Contributed by Miller Butler.
Pursuing a business venture naturally involves risk. Eliminating all risk is not an option—there are many factors beyond your control, and it is impossible to prevent every circumstance that might deviate from your plans. Nevertheless, you can decrease the degree of risk to which your business is exposed by identifying risks and taking proactive steps to mitigate them. The following five types of risk are the most common risks businesses face.
1. Contractual Risk. A contractual risk arises from either the failure to document the rights, responsibilities, and obligations of the parties to an agreement, or a breakdown in an existing contractual relationship. Activities like hiring employees and independent contractors, working with vendors, and providing goods or services to clients can increase contractual risk. Business owners typically anticipate contractual issues. Despite the prevalence of breakdowns within contractual agreements, however, companies often fail to manage their contractual obligations effectively. As a result, business owners should seek the counsel of an experienced business attorney when drafting contracts and to create systems of review for every agreement they execute.
2. Structural Risk. Structural risk arises from problems with how a business is structured.

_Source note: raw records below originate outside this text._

PR #459, opened 2025-02-26
Basic support for visualizing models (as graphs)

Joao-L-S-Almeida:
It enables the visualization of models as large graphs (see `examples/examples/notebooks/Visualize_model.ipynb` in this branch)


Joao-L-S-Almeida:
As suggested in #435.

For example, selecting the wrong legal entity for a business—or never establishing a separate legal entity—creates a structural risk. It is common for business owners to start a business as a sole proprietorship. However, business owners often fail to timely transition to a separate legal entity that provides limited liability. Another structural risk arises when the business fails to properly identify and clarify ownership and management issues, such as how the business is managed, how ownership interests are transferred, and the degree to which owners are exposed to personal liability. Putting the proper legal structure in place is crucial to minimize the risk of disputes, lawsuits, and the personal liability of the business owners for claims against the business.
3. Operational Risk. Operational risk involves the day-to-day activities and ongoing management of resources within a business. Operational risk has the potential to compound over time. In other words, a business’s failure to perform essential daily tasks like maintaining accurate books and records can eventually create a very significant risk. Solving operational risks can be very expensive and time-consuming. Moreover, this type of risk has a higher chance of negatively impacting the business on various levels. Another example of an operational risk is the failure to properly identify and protect intellectual property belonging to the business. Carefully considered plans and procedures should be implemented to ensure that the business’s day-to-day operations are carried out in a way that mitigates its risk.
4. Compliance and Regulatory Risk. Managing compliance and regulatory risk is critical when a business is subject to government rules, laws, or regulations. Compliance risk arises when there is the potential to violate rules and regulations. Regulatory risk (a related term that is sometimes used interchangeably) involves the creation of rules applicable to the business. For example, a business can reduce its regulatory risk by ensuring that it complies with rules promulgated by the Internal Revenue Service. Failure to pay taxes on time or use the correct procedure results in negative consequences. Another example of a regulatory risk involves changes in the law applicable to a company—for example, a law increasing the minimum wage it must pay its employees. Noncompliance with such laws will likely result in substantial civil penalties. One important recent example is the General Data Protection Regulation, which mandates several changes to the way companies interact on a global level in order to avoid hefty fines. A business’s compliance risks vary depending on time, location, industry, and a host of other factors. Nevertheless, every business should take steps to ensure that it complies with the applicable laws, rules, and regulations applicable.
5. Litigation Risk. The risk of litigation is significant in today’s litigious society. Litigation risk overlaps with many, if not all, of the other types of risk described above. When a risk becomes a reality, litigation is often proposed as a solution. Litigation is a time-intensive and resource-heavy process, however. In fact, the cost of litigation can rival the cost of the initial problem. In addition to depleting resources, litigation may also impact the reputation of a company, particularly if it does not prevail in the lawsuit. Consequently, business owners should exercise care to minimize the opportunity for litigation to arise.